(Data to process Opens)

PR #1095, opened 2026-05-18
Teach the new lint script, password-rules-parse.js, to fail on common…

rmondello:
… character class errors

Two existing warnings are promoted to errors and one new error is added to the parser.

### Overall Checklist

### DIFF
--- a/tools/PasswordRulesParser.js
+++ b/tools/PasswordRulesParser.js
@@ -333,8 +333,7 @@ function _parseCustomCharacterClass(input, position)
         }
 
         if (c === "-" && (position - initialPosition) > 0) {
-            // FIXME: Should this be an error?
-            console.warn("Ignoring '-'; a '-' may only appear as the first character in a character class");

(Data to process Closes)

If a line of the listing contains "tools", count it; state the final number and nothing more.

● Task output
2